Long story short, the society is divided up into four 'parts' - the rich, middle class, low class, and vermin (aka individuals who have ignored their Civil Duty.) The State is literally divided among the classes as it shows favoritism towards the wealthy. I am trying to think up names for the parts. Here's what I have so far:

Archtown - the wealthy
Meztown - the middle class (mez is from the word mezzo which means middle or half)
Basetown - low class (base as in foundation and morally low)
  ??? - the vermin

What to call where the vermin live gives me the greatest trouble. Vermin are not seen as people and they do not have land to themselves. The MC is among these people so it's important to have a decent name. Please note that this place is not official in the eyes of the people. Also, most vermin lack extensive education so it has to be simple and easy to remember.

Any and all advice would be awesome.


----------



## Ireth (Jul 28, 2012)

Maybe the "vermin" have no specific area of their own, and take shelter wherever they can find it, in abandoned buildings and the like? The name vermin gives mental images of rats scurrying from place to place, gathering what crumbs and scraps they can and then moving on.


----------



## ThinkerX (Jul 29, 2012)

'Slummers' - 'Slumvile', 'Skumvile', 'Dumptown' (because the 'vermin' are going to live next to the trash heaps - that is how such things always go).

'Rat-town', 'Verminville'

Might also want to give some thought to your upper caste terms as well.


----------



## Avi Love (Jul 29, 2012)

It depends to some extent on where your story is going, but I would actually break the standard societal names for the vermin. Maybe something like "The Shroud." This would be indicative that the society exists in clarity and order, but the vermin area is something that exists in opposition to the state. Your names for the hierarchy of The State make sense, but it strikes me that the vermin aren't really apart of The State which probably lends itself to your difficulty. You might find an easier time if you look for a more thematic name for the Vermin area than a standard State-oriented sensible one (also appropriate to have your MC's area stand out in title).


----------



## Konstanz (Jul 29, 2012)

For the vermin: the sewers? Maybe they are cast out of the city (-ies) (or at least the upper parts) and they refuge in the sewers? 

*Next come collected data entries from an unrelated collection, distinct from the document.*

PR #2243, opened 2024-09-03
Fix warnings and android issues

DreamNik:
Here's fixes for building for Android platform:
1) Fix compilation errors and warnings.
2) Changes related to building for Android using clang, Qt6 and fresh 3rdparty libraries, but could be useful when building in other environments too.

You could also just use: Hightown, Midtown, Lowtown.


----------



## Chime85 (Jul 29, 2012)

How about calling their (unofficial) place, the Dwells? Not quite dwellings, but the word has a dank, cold feel to it. The word also suggests that people simply dwell in a place, rather than live. The name also gives a sense of low caste, or undesireables; a slur on the people who live there. 

x


----------



## Addison (Aug 2, 2012)

ThinkerX has a good idea. It sounds like the Vermin are a scorn on society. Like a piece of gum, or dog poo, you can't scrape off your shoe. That said it would make sense that their place of living would be even more condescending and/or brutal to the Vermin. Try this, think of the lowest form of life in your life. Rat, snake, your little brother. Hold their image in your mind, place them in your story's vermin society. Now imagine they sent you a crude post card. One the front is a picture or drawing of their home and on the front says "Greetings from...." and let the name come to you.


----------



## Geldor (Feb 17, 2013)

How about the Warren or Warrenburg as a separate town completely.


----------



## Jamber (Feb 18, 2013)

I feel there's huge scope to play around with names and try to be really colourful. After all, who creates place names? High places are named in that fashion but may be called something else by those who have to tread in its sewage. Low-class places are often low lying (mosquitoes, runoff, other dangers) and may be named after the smells or the industries that go on there ('Fishreek' is a too-obvious example of the sort of thing I mean). Middle class places tend to be sites of trade and the professions, and might lie slightly above the river but below the rich, so 'Shademont' or 'Closewall' might work depending on what the trade section sits near...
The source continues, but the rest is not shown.